INPUT FOR THIS TASK Start Marker
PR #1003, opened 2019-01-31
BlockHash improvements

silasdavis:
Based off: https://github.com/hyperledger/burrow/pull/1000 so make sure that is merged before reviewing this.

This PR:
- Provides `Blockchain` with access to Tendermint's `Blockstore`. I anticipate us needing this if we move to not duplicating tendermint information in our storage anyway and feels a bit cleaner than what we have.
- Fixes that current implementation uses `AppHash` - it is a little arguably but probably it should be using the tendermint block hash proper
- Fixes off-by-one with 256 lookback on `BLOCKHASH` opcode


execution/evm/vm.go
INPUT FOR THIS TASK End Marker
_THE TASK_
Word for word, set down all of the records above.

_EXERCISE RESPONSE_
PR #1003, opened 2019-01-31
BlockHash improvements

silasdavis:
Based off: https://github.com/hyperledger/burrow/pull/1000 so make sure that is merged before reviewing this.

This PR:
- Provides `Blockchain` with access to Tendermint's `Blockstore`. I anticipate us needing this if we move to not duplicating tendermint information in our storage anyway and feels a bit cleaner than what we have.
- Fixes that current implementation uses `AppHash` - it is a little arguably but probably it should be using the tendermint block hash proper
- Fixes off-by-one with 256 lookback on `BLOCKHASH` opcode


execution/evm/vm.go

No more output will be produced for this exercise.